Hmmm. I’m having an issue but with a different light, an ArmyTek Doberman, the reflector is amazingly deep, and is sitting on the mcpcb, terribly out of focus, maybe their way of de-focusing the XP-L with it’s shitty corona. Shimming up only makes it worse, no matter what LED I have tried so far.

With my GT Mini and White Flat I had to set it directly on the MCPCB and trim the base slightly to get it to focus. I also had to trim the edge of the base slightly so it would not interfere with the solder joints for the leads, and coated the leads with tape as to not short out the light. I got a nice pencil beam - then I showed it to my uncle and he wanted it badly, so I gave it to him!

The reflector was sitting on the mcpcb, no issues with contacts I installed a larger 20mm board. I would have to cut the bottom off the reflector or pillar the LED into the reflector. I have done this before, but I hate dusting up a reflector. This is my 9th Flat White build ( well would of been) and this reflector is not made for this emitter, plain & simple. :smiley: So I put a LH351D-W6 5000k in it for 1780lm and done.

How about blackening the centering ring, and everything else but the refelctor, with a felt tip pen?

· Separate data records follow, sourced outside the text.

PR #171, opened 2023-01-06
Remove the PSP and references to it from the chart

maxsokolovsky:
Issue: https://github.com/rancher/rancher/issues/39733


MbolotSuse (commented):
It appears that the pre-delete job is going to attempt to run as user 0 (see [here](https://github.com/rancher/webhook/blob/72d2039f1472822b20afa685a6add252c583f2d9/charts/rancher-webhook/templates/pre-delete-hook-job.yaml#L36-L37)). With this PSP being removed, this job will not be able to run in hardened clusters. 

Do we know how this is intended to work for those scenarios?

crobby:
> It appears that the pre-delete job is going to attempt to run as user 0 (see [here](https://github.com/rancher/webhook/blob/72d2039f1472822b20afa685a6add252c583f2d9/charts/rancher-webhook/templates/pre-delete-hook-job.yaml#L36-L37)). With this PSP being removed, this job will not be able to run in hardened clusters.
> 
> Do we know how this is intended to work for those scenarios?

Are clusters going to be set to include an exemption for the cattle-system namespace?  I thought that was the plan to still allow rancher to do things that might be out of bounds otherwise.

crobby (approved):
lgtm

macedogm:
> @MbolotSuse, that depends on how the hardened cluster's setup changes with PSPs being removed, in general.
> I don't know which exact mechanisms the use will have to be hardened. PSAs or something else? @macedogm

From v1.25 on we will have to rely on PSS/PSA now, which will require an update to our hardening guides.

MbolotSuse (approved):
Based on @macedogm 's comment about `cattle-system` needing an exception, I think we can move ahead with this.

PR #176, opened 2023-01-11
Run the handler for PSACT only when MCM is enabled

jiaqiluo:
Issue: https://github.com/rancher/rancher/issues/39365

Problem:
The handler for PSACT(PodSecurityAdmissionConfiguraTiontemplate) runs when the rancher-webhook app is installed in a downstream cluster, which causes the degradation of RBAC-related validation.  

By design, The handler for PSACT(PodSecurityAdmissionConfiguraTiontemplate) should run only in the local cluster, and it needs to get the v1 provisioning Cluster objects to perform its validations.  

Fix:
Move the handler to the correct section, so it runs only when MultiClusterManagement is enabled which is in the local cluster. 

Tests:

1. The fix is tested by running the webhook locally but pointing it to a downstream RKE2 cluster in Rancher. 
When I am trying to create a namespace and set PSA labels  as the project member, I see the following error as expected
```
admission webhook "rancher.cattle.io.namespaces" denied the request: Unauthorized
```
screencapture-137-184-181-209-dashboard-c-c-m-s59jql5k-explorer-namespace-create-2023-01-11-12_50_08

2. Also, @crobby  confirmed the fix working by building and using the container image with the same fix.

### DIFF
--- a/pkg/server/handlers.go
+++ b/pkg/server/handlers.go
@@ -27,11 +27,10 @@ func Validation(clients *clients.Clients) ([]admission.ValidatingAdmissionHandle
 		cluster.NewProvisioningClusterValidator(clients),
 		&machineconfig.Validator{},
 		nshandler.NewValidator(clients.K8s.AuthorizationV1().SubjectAccessReviews()),
-		podsecurityadmissionconfigurationtemplate.NewValidator(clients.Management.Cluster().Cache(),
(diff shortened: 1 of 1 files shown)


crobby (approved):
I've built and tested this fix.  lgtm

HarrisonWAffel (approved):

The reflector is sitting on the mcpcb, (no centering ring) which is white, I did run a black Sharpie over it. :+1: The Doberman came with out a centering ring, the reflector has 2 outer support rings that are relatively tight to the head’s inner diameter, so centering is tight, just the reflector to me isn’t right to focus even on domed LED’s let alone dome-less LED’s. But the W6 is putting out some pretty impressive lemons, and it’s fair to midland when using it outside, so I’m done wasting time on it. :smiley: But thanks anyway’s!

What gasket did you use for the l2 and what did you do for focus?